**Data excerpts**
[Start of Attachment]
PR #1936, opened 2017-03-15
1700 model program ui fixes

jsadler2:
@mauriel133 @pkdash could you review these front-end changes? Thanks!

### DIFF
--- a/hs_model_program/forms.py
+++ b/hs_model_program/forms.py
@@ -51,7 +51,7 @@ class mp_form_helper(BaseFormHelper):
             HTML('<hr style="border:0">'),
             HTML('</div>'),
             HTML('<div class="col-sm-6 col-xs-12">'),
-            HTML('<legend>Model Program Information</legend>'),
+            HTML('<legend>General Information</legend>'),
             Field('modelVersion', css_class=field_width),
             Field('modelReleaseDate', css_class=field_width, style="display:none"),
             HTML('<input type="text" class="'+field_width+'" id="modelReleaseDate_picker">'),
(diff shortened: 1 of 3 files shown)


mauriel133:
@jsadler2, the front end changes look good. +1 on that.

One minor observation: there is this empty <legend> tag that creates a line on top of this form. However, It existed before this PR. If you have time to include a fix for that, it would be great. Otherwise I think it's good to merge.

image

mauriel133:
The empty tag is generated in this line
https://github.com/hydroshare/hydroshare/blob/1700-ModelProgram-UI-Fixes/hs_model_program/page_processors.py#L35
But I was unable to dig any deeper. Might need to look at the form declaration or the `crispy ` method

pkdash:
@jsadler2 Are there changes still to be made for the PR?

mohamedmorsy:
@mauriel133 @jsadler2 the problem causing this empty tag is in the following line (element_lab=' '):

https://github.com/hydroshare/hydroshare/blob/1700-ModelProgram-UI-Fixes/hs_model_program/forms.py#L64

This is due to the element_label equal to a blank value. If we remove this element_label, we will retrieve the actual element name as the following:

image


@mauriel133 @pkdash do you have any suggestion for not including the element name and on the same time not getting this empty tag?

pkdash:
@mohamedmorsy Why not set the ```element_name_label='Mpmetadata'```?

jsadler2:
@pkdash I changed the title to "Model Program Metadata". I think it looks better now.

pkdash:
@mauriel133 I assume @jsadler2 can merge this.

mauriel133:
Correct. The changes look good.

Issue #1959, opened 2017-03-20
Sharing resources - autocomplete does not match correctly


mauriel133:
When sharing resources the autocomplete does not match any entries when the full name of the person is typed.

mauriel133:
Pull request has been merged.

PR #1960, opened 2017-03-20
[#1959] Manage Access Panel - Autocomplete fix

mauriel133:
In manage access panel, the autocomplete now correctly matches when typing in multiple words.


pkdash:
+1

PR #1968, opened 2017-03-27
Adding celerybeat.pid to gitignore

aphelionz:
Just a quick PR to clean up the local git arena.


pkdash:
@mjstealey Can you look at this small change and see if you can +1?

PR #1972, opened 2017-03-29
Composite resource fixes

pkdash:


pkdash:
@hyi If you can review this PR before my other PR (unit tests for view functions) that would be great. Thanks.

hs_core/hydroshare/utils.py
```diff
@@ -800,8 +800,19 @@ def prepare_resource_default_metadata(resource, metadata, res_title):
...
+    # only add the resource creator as the creator for metadata if there is not already
+    # creator data in the metadata object
+    creator_data_exists = False
+    for element in metadata:
+        # here k is the name of the element
+        # v is a dict of all element attributes/field names and field values
+        k, v = element.items()[0]
+        if k.lower() == 'creator':
+            creator_data_exists = True
+            break
```
hyi: @pkdash Wondering whether it is possible to get all keys from metadata, then use ```'creator' in metadata_keys``` to see whether creator metadata element exists. That logic may be simpler.

hs_file_types/views.py
```diff
@@ -481,12 +481,15 @@ def get_metadata(request, hs_file_type, file_type_id, metadata_mode):
...
+        if metadata_mode == 'view':
+            metadata = logical_file.metadata.get_html()
+        else:
+            metadata = logical_file.metadata.get_html_forms()
+        ajax_response_data = {'status': 'success', 'metadata': metadata}
+    except Exception as ex:
+        ajax_response_data = {'status': 'error', 'message': ex.message}
 
-    ajax_response_data = {'status': 'success', 'metadata': metadata}
     return JsonResponse(ajax_response_data, status=status.HTTP_200_OK)
```
hyi: @pkdash It appears here that even if there is an exception that causes a status of error, the return of JsonResponse() still returns with a HTTP_200_OK status which means success. I guess it depends on how the ajax request responds to this response, but it's probably better and more reasonable locally to return a failed status in JsonResponse.

hs_geo_raster_resource/models.py
```diff
@@ -65,6 +65,7 @@ def create(cls, **kwargs):
                 if value_item not in value_arg_dict:
                     raise ValidationError("For coverage of type 'box' values for one or more "
                                           "bounding box limits or 'units' is missing.")
+                    # TODO: Pabitra - validate also the values of the bounding box
```
hyi: @pkdash Just curious, thought the bounding box is extracted from the tif file, so what is the idea for validating the values of the bounding box in your TODO comment?

hs_geo_raster_resource/models.py
```diff
@@ -130,25 +131,29 @@ def add_to_xml_container(self, container):
...
-    def get_html_form(self, resource):
-        """Generates html form code for this metadata element so that this element can be edited"""
+    @classmethod
+    def get_html_form(cls, resource, element=None, allow_edit=True, file_type=False):
+        """Generates html form code for an instance of this metadata element so
+        that this element can be edited"""
 
         from .forms import OriginalCoverageSpatialForm
 
         ori_coverage_data_dict = dict()
```
hyi: @pkdash better replace dict() with {} due to performance reasons. See http://stackoverflow.com/questions/664118/whats-the-difference-between-dict-and for details.

theme/static/js/hs_file_browser.js
```diff
@@ -466,6 +466,22 @@ function showFileTypeMetadata(){
      // Wait for the asynchronous calls to finish to get new folder structure
      $.when.apply($, calls).done(function (result) {
          var json_response = JSON.parse(result);
+         if(json_response.status === 'error'){
```
hyi: add a space before ```{```

hyi:
@pkdash I am done with code review and have left a few comments.

hs_file_types/views.py
pkdash: @hyi Javscript only looks for the value of the key ```status``` to take action accordingly. I had difficulty in handling the error if status code was anything other than 200. So I have only the success handler in JS that process the response from the ajax call.

hs_geo_raster_resource/models.py
pkdash: @hyi It is not needed. There was some issues with the extraction code where this element was getting created with no data. I have now fixed the extraction code. So validation here is not needed. Will remove the TODO comment.

hs_geo_raster_resource/models.py
pkdash: Well PyCharm suggested me to do this way when I had what you are suggesting. I guess I can ignore PyCharm in this case.

theme/static/js/hs_file_browser.js
pkdash: Fixed.

hs_geo_raster_resource/models.py
pkdash: Fixed.

hs_core/hydroshare/utils.py
pkdash: Fixed.

pkdash:
@hyi Have addressed your comments. See if you can +1.

hyi:
+1

Issue #1929, opened 2017-03-11
Change semantics of replicate to iRODS to copy


dtarb:
Please change Replicate to Copy at locations indicated below.

![image](https://cloud.githubusercontent.com/assets/3456833/23824222/9627623a-062f-11e7-8044-c13128b9c525.png)

pkdash:
@mauriel133 Can make this small fix?

mauriel133:
Yes, I'll make this change.

mauriel133:
Should the change also be made to this message?

> File larger than 1GB cannot be downloaded directly via HTTP. Please create an iRODS account in your iRODS user zone from your profile page if you have not done so already, and **replicate** the resource...

dtarb:
OK

PR #1982, opened 2017-04-05
[#1929] Semantics - 'Replicate' to 'Copy'

mauriel133:
These are the occurrences that I consider can use this change.


hyi:
@mauriel133 +1, you can merge after successful Jenkins check

PR #1986, opened 2017-04-08
Reference time series file type

pkdash:
The reference time series file type has been implemented based on the following json file format:
https://drive.google.com/drive/u/0/folders/0Bz8VFV0kd1eXSGMwVEdWbHdRdDQ

In addition to the above google doc documentation on the json file format, the following elements are optional in the json document:
- title
- abstract
- keyWords
- symbol


pkdash:
@alvacouch and @hyi Though this PR is in work in progress state, it would be good to get some feedback on the current state of implementation.

horsburgh:
@pkdash - I've been trying this out. A couple of issues I've noticed.

The spatial coverage for the resource seems to get set correctly, but the temporal coverage for the resource is displayed incorrectly. I don't know if this is an issue specific to this implementation/issue:

image

The Abstract that gets created for the file has a URL in it, but it doesn't get converted to a link:

image

None of the URLs in the Reference Time Series metadata block for the file are links. So, I can't really do much with the information that is given. @danames - once we have the file in the composite resource with all metadata populated (as @pkdash has done), what is the user supposed to be able to do?  Retrieve the data? Open with?

Do we need the Reference Time Series JSON File Content section since the file is actually in the resource and can be opened by the user?

horsburgh:
@pkdash - I looked at the resource map and the resourcemetadata.xml document, and I couldn't find any issues with them in the time that I had to test. 

So, the biggest remaining question is - once I've got one of these refts JSON files in a composite resource, what am I supposed to be able to do with it? @danames

pkdash:
@horsburgh Thanks for testing. I will try to resolve the issues you have found. If a decision is made not to display the content of the json file, I can fix that too. I have no idea what one should be doing with the json file in the composite resource.  May be a good question for @danames and @martinseul .

pkdash:
@horsburgh I have tried to fix the temporal data display issue, urls should now be clickable and abstract if contains any urls those should also be clickable.

pkdash:
@danames Can you do some testing of this feature at testservices.hydroshare.org? It needs to go in release 1.12.

hs_file_types/models/reftimeseries.py
```diff
@@ -0,0 +1,922 @@
...
+                    value_counts.append(series['valueCount'])
+        return value_counts
+
+    @property
+    def serieses(self):
+        json_data_dict = self._json_to_dict()
+        return json_data_dict['timeSeriesReferenceFile']['referencedTimeSeries']
+
+    @property
+    def time_serieses(self):
```
hyi: @pkdash Perhaps better to call this property ```time_series_list``` rather than ```time_serieses``` since I don't think ```serieses``` is a valid plural word for ```series```

pkdash: will fix it.

pkdash:
@hyi Let me know when you are done reviewing this PR.

hs_file_types/models/reftimeseries.py
```diff
@@ -0,0 +1,922 @@
...
+        context_dict["spatial_form"] = spatial_cov_form
+        context = Context(context_dict)
+        rendered_html = template.render(context)
+        return rendered_html
+
+    def get_json_file_data_html(self):
+        """
+        Generates html code to display the contents of the json file file. The generated html
+        is used for ref timeseries file type metadata view and edit modes.
+        :return:
```
hyi: @pkdash remove extra file in docstring above and add ```in the ``` before ```view and edit modes```

hs_file_types/models/reftimeseries.py
```diff
@@ -0,0 +1,922 @@
...
+        """
+
+        json_res_file = self.logical_file.files.first()
+        json_file_content_div = div(style="clear:both;", cls="col-xs-12 content-block")
+        with json_file_content_div:
+            legend("Reference Time Series JSON File Content", style="margin-top:20px;")
+            p(json_res_file.full_path[33:])
+            # header_info = json.dumps(self.json_file_content, indent=4, sort_keys=True,
+            #                          separators=(',', ': '))
+            header_info = self.json_file_content
```
hyi: @pkdash remove commented lines above.

hs_file_types/models/reftimeseries.py
```diff
@@ -0,0 +1,922 @@
...
+                logical_file.metadata.save()
+
+                try:
+                    # add the json file back to the resource
+                    uploaded_file = UploadedFile(file=open(temp_file, 'rb'),
+                                                 name=os.path.basename(temp_file))
+
+                    new_res_file = utils.add_file_to_resource(
+                        resource, uploaded_file, folder=file_folder
+                    )
```
hyi: @pkdash I feel this workflow to get file from irods to local temp, delete file from irods, upload local temp file, then add this file to resource probably can be simplified for performance reasons. Since this workflow applies to all logical file type setting for composite resources, I assume changing/improving this would take a lot of work, so I am not asking for making this change, but just a food for thought, since doing this workflow for large files such as a gigabyte size raster or netcdf file is costly. If doing this workflow is only for metadata extraction and leveraging existing code, I think with some careful design, this can be achieved without transferring files back and forth as done currently. What do you think?

hs_file_types/models/reftimeseries.py
```diff
@@ -0,0 +1,922 @@
...
+            if bbox['westlimit'] > longitude:
+                bbox['westlimit'] = longitude
+        logical_file.metadata.create_element('coverage', type='box', value=bbox)
+
+
+def _validate_json_file(res_json_file):
+    if res_json_file.resource_file:
+        json_file_content = res_json_file.resource_file.read()
+    else:
+        json_file_content = res_json_file.fed_resource_file.read()
```
hyi: @pkdash Is it possible ```res_json_file.fed_resource_file``` is None? Should ```elif res_json_file.fed_resource_file``` condition be added?

theme/static/js/hs_file_browser.js
```diff
@@ -255,12 +266,12 @@ function bindFileBrowserItemEvents() {
...
 
                 var calls = [];
-                var callSources = []
+                var callSources = [];
                 for (var i = 0; i < sources.length; i++) {
                     var sourcePath = currentPath + "/" + $(sources[i]).text();
                     var destPath = destFolderPath + "/" + $(sources[i]).text();
                     if (sourcePath != destPath) {
-                        callSources.push(sourcePath) 
+                        callSources.push(sourcePath)
```
hyi: @pkdash Should ```;``` be added for the statement ```callSources.push(sourcePath)``` above?

hyi:
@pkdash I am done with code review and left a few comments.

hs_file_types/models/reftimeseries.py
pkdash: @hyi If ```res_json_file.resource_file``` is false then I assume ```res_json_file.fed_resource_file``` can't be None, right?

hs_file_types/models/reftimeseries.py
pkdash: @hyi I agree. We should certainly look at this at some point. However, I am not sure how we can avoid this file transfer issue in the case where we are updating a resource file due to metadata changes. For example, netcdf file and SQLite file. May be python based irods microservice can solve this issue.

hs_file_types/models/reftimeseries.py
hyi: @pkdash Not necessarily I believe, both could be None, e.g., when a resource does not contain files, right?

hs_file_types/models/reftimeseries.py
hyi: @pkdash Agreed the file transfer cannot be avoided if the resource file needs to be updated, however, you don't have to delete the resource file first before uploading a new one, you can simply overwrite the existing resource file in iRODS to get it updated. For cases where resource file stay the same, but needs to be transferred to local disk for metadata extraction, only one-way transfer to get file from iRODS to local is needed. Yes, if iRODS microservice could be used to manage metadata and file update for us, these operations could be done directly on data without file transfer in iRODS.

hs_file_types/models/reftimeseries.py
pkdash: No. ```res_json_file``` is an instance of ResourceFile that is passed to this function. That means resource must have a file.

pkdash:
@hyi I have now implemented your suggested changes.

hs_file_types/models/reftimeseries.py
hyi: OK. I see. Looking at ResourceFile class and I found both resource_file and fed_resource_file FileField have null and blank equal to True meaning they can both be None unless it is enforced in the code somewhere. In any case, I think it is safer to add a condition just to be sure.

hyi:
@pkdash +1, with one more comment regarding checking ```fed_resource_file``` not None just to be safer. I'll defer that to your discretion.

hs_file_types/models/reftimeseries.py
pkdash: The reason both FileFields are set that way that one of those fields always going to be null but both must not be null. The existence of a ResourceFile object is meaningless if both these fields are null.

pkdash: I guess I can add the extra check here, but this type of logic is already there I think in many places in the code base.

Issue #1947, opened 2017-03-17
Extend discovery to non-core metadata


alvacouch:
@dtarb @pkdash There are several metadata elements that are not part of `CoreMetaData` that need to be indexed, at least in a "catchall" fashion. This will allow us to discover things based upon the existence of this metadata. This metadata is dependent upon resource type and is stored in a typed metadata object. Currently, metadata from these objects is not harvested apart from their overlap with CoreMetaData.

@Lizabrazil 
The highest priorities -- for MOPEX -- are: 
* **referenced time series:** variable (faceted), quality control name (faceted) 
* **geographic feature resource:** expose multiple geographic feature extents where present. 
* **collection resource:** provide search that exposes the collection in which a thing resides. This is more difficult than the others. 

In general, this means that -- except for faceted values -- the metadata will be added to the catchall "text" object in SOLR and thus visible to fulltext searches from the search bar. 

This metadata is contained in the `metadata` object of `BaseResource` but depends upon file type and is defined as a subclass of `CoreMetaData` in the file `hydroshare/{name of file type definition}/models.py`. The actual way to implement this is to grab the `metadata` object from `BaseResource`, and then use `isinstance` to determine its type, and then grab and index the appropriate metadata from it. 

For example, here are examples of how to handle some of the most important fields: 

Fields in `GeographicFeatureResourceMetaData` (`hs_geographic_feature_resource/models.py`) 
--------------------

| field | what to do | 
|------|------------|
| GeometryInformation.geometryType | index as text |
| FieldInformation.fieldName | index as text |
| FieldInformation.fieldType | index as text | 
| FieldInformation.fieldTypeCode | index as text | 

Fields of `NetcdfMetaData` (`hs_app_netcdf/models.py`) 
--------------------------

| field | what to do  | 
|-------|-------------|
| Variable | Index as text. Probably facet as well, as "Variable"  |

Fields in `RefTimeSeriesMetaData` (`hydroshare/ref_ts/models.py`)  
-------------------------

| field | what to do | 
|-------|------------|
| sites | site name as text, site lat, long as point coverages |
|variables | facet like subject |
| methods | facet like subject | 
| quality levels | facet text like subject | 
| data sources | index as text | 

Fields in `CollectionResource` metadata (not in metadata element) 
------------------------------

[...]

PR #1989, opened 2017-04-12
Discovery index non core metadata

xuezhaokun:
Related to issue #1947 .
Index and facet non-core metadata.


hs_core/search_indexes.py
```diff
@@ -356,3 +378,166 @@ def prepare_editors_count(self, obj):
             return obj.raccess.edit_users.all().count()
         else:
             return 0
+
+    def prepare_geometry_type(self, obj):
+        if hasattr(obj, 'metadata'):
+            if isinstance(obj.metadata, GeographicFeatureMetaData):
+                return obj.metadata.geometryinformation.all().first().geometryType
```
pkdash: This can raise exception. Better to check that the object exists before accessing its attribute ```geometryType```

hs_core/search_indexes.py
```diff
@@ -356,3 +378,166 @@ def prepare_editors_count(self, obj):
...
+            else:
+                return 'none'
+        else:
+            return 'none'
+
+    def prepare_field_name(self, obj):
+        if hasattr(obj, 'metadata'):
+            if isinstance(obj.metadata, GeographicFeatureMetaData):
+                return obj.metadata.fieldinformation.all().first().fieldName
```
pkdash: Same comment as above.

hs_core/search_indexes.py
```diff
@@ -356,3 +378,166 @@ def prepare_editors_count(self, obj):
...
+            else:
+                return 'none'
+        else:
+            return 'none'
+
+    def prepare_field_type(self, obj):
+        if hasattr(obj, 'metadata'):
+            if isinstance(obj.metadata, GeographicFeatureMetaData):
+                return obj.metadata.fieldinformation.all().first().fieldType
```
pkdash: Same comment as above.

hs_core/search_indexes.py
```diff
@@ -356,3 +378,166 @@ def prepare_editors_count(self, obj):
...
+            else:
+                return 'none'
+        else:
+            return 'none'
+
+    def prepare_field_type_code(self, obj):
+        if hasattr(obj, 'metadata'):
+            if isinstance(obj.metadata, GeographicFeatureMetaData):
+                return obj.metadata.fieldinformation.all().first().fieldTypeCode
```
pkdash: Same comment as above.

hs_core/search_indexes.py
```diff
@@ -356,3 +378,166 @@ def prepare_editors_count(self, obj):
...
+        variable_names = []
+        if hasattr(obj, 'metadata'):
+            if isinstance(obj.metadata, NetcdfMetaData):
+                for variable in obj.metadata.variables.all():
+                    variable_names.append(variable.name)
+            elif isinstance(obj.metadata, RefTSMetadata):
+                for variable in obj.metadata.variables.all():
+                    variable_names.append(variable.name)
+            elif isinstance(obj.metadata, TimeSeriesMetaData):
+                for variable in obj.metadata.variables:
```
pkdash: ```for variable in obj.metadata.variables.all():```

pkdash: Ignore the above comment.

hs_core/search_indexes.py
xuezhaokun: Do you want to me to check whether the object is GeographicFeatureResource first before access its GeographicFeatureMetaData? As @alvacouch suggested, instead of checking the type of the resource, we can actually check whether the object's metadata is the specific type we want to access. For this example, if the object's metadata is GeographicFeatureMetaData, we can have access to geometryType without exception.

pkdash:
@xuezhaokun I have left few comments. Also it seems there are pep8 issues that need fixing.

xuezhaokun:
Thanks @pkdash! What is the pep8 issue? Do you have any idea on how to fix it?

hs_core/search_indexes.py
[End of Attachment]
**Work order**
Only a number is needed here: how many lines of the data include the word "fieldName"?

**Response area**
2